Há um caso clínico, descrito com muito pormenor no
livro Erro de Decartes n de António Damásio: Phineas Gage trabalhava nos
caminhos-de-ferro em Vermont be sofreu um acidente com uma explosão acidental no
qual uma barra de ferro de 109 cm de comprimento e 3 cm de diâmetro atravessou
a sua face e saiu pelo osso frontal. Depois de ter desmaiado, Gage recuperou e
foi levado para o hospital. Gage, apesar de ter sobrevivido, sofreu severas
mudanças comportamentais e emocionais, embora a memória permanecesse
perfeita. Gage pareceu recuperado, com a mesma inteligência, capacidade de
aprendizagem mas tornou-se numa pessoa socialmente inconveniente após o
acidente. Com a leucotomia pré-frontal (corte da substância branca do cérebro)
com um leucótomo (cânula metálica de 11 cm de comprimento e 2 mm de diâmetro)
os doentes pareciam melhorar. Ao contrário da angiografia cerebral,
psicocirurgia rapidamente se expandiu, devido à ausência de terapêuticas
eficazes nas doenças mentais.
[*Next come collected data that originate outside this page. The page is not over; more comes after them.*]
PR #1267, opened 2025-11-05
Fix `ranlib` when `libdir` is set.

MAJigsaw77:


tools/hxcpp/Linker.hx
```diff
@@ -314,6 +315,7 @@ class Linker
          {
             sys.io.File.copy( mLibDir+"/"+file_name, out_name );
             FileSystem.deleteFile( mLibDir+"/"+file_name );
+            Log.info("\x1b[1mMove file: \x1b[0m" + mLibDir+"/"+file_name + " to " + out_name);
```
tobil4sk: I think it's better to print before doing the action, that way if the action fails and crashes then we can see what stage the build was at before failing. This is also what ProcessManager.runCommand does.

PR #1273, opened 2025-11-28
[cppia] Fix haxe overridden scriptable methods

tobil4sk:
This enables an alternate solution for these bugs:
https://github.com/HaxeFoundation/haxe/issues/12374
https://github.com/HaxeFoundation/haxe/issues/12376

With this PR, haxe is able to mark methods as overrides so that they don't add an additional slot to the vtable. This way, haxe can still include them in `__scriptableFunctions` so that they can be resolved correctly in super.method calls, avoiding #1150.

Alternatively, if the haxe version is old and does not mark them, then fallback logic is used to infer overrides from matching method names. This has a runtime cost but avoids incorrect behaviour for current haxe. This only really affects 4.3.7 as older versions suffered from #1150.

### DIFF
--- a/include/hx/Scriptable.h
+++ b/include/hx/Scriptable.h
@@ -20,7 +20,7 @@ struct ScriptNamedFunction : public ScriptFunction
    ScriptNamedFunction(const ScriptFunction &s) : ScriptFunction(s), name(0), isStatic(false), superExecute(0) { }
 
 #if (HXCPP_API_LEVEL >= 500)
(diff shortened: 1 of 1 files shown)


Simn:
> `__scriptableFunctions` is generated by gencpp (e.g. [here](https://github.com/HaxeFoundation/haxe/blob/095f6d3484c3f7a7a3897dd7280b29c1bcc69dbc/src/generators/cpp/gen/cppGenClassImplementation.ml#L1041-L1043)) for each class/interface

Aah, that's the piece I was missing, thanks!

Calcula-se que entre 1942 e 1954 foram operados
no Reino Unido cerca de 11 mil doentes e nos EUA 18600.
Em 1949, depois de 4 candidaturas, Egas Moniz é
galardoado com o Prémio Nobel de Fisiologia e Medicina pela descoberta e valor
terapêutico da leucotomia pré-frontal. Morreu em 1955.
A psicocirurgia continuou a ser praticada pelos nomes
mais ilustres da neurocirurgia mundial até à introdução dos psicofármacos como
a clorpromazina, em 1954. Claro está, que a psicocirurgia foi mal aplicada,
dizia-se para controlar o comportamento de presos e delinquentes ou para mudar
orientações sexuais. As críticas continuam até hoje como a história trágica de
Rosemary Kennedy ou da irmã de Tennessee Williams à peça “Voando sobre um ninho de cucos” filmado por
Milos Forman. Depois de votada à clandestinidade durante anos, a psicocirurgia
está praticamente confinada à doença obsessiva-compulsiva e a estados de
ansiedade refractários a qualquer outra terapêutica.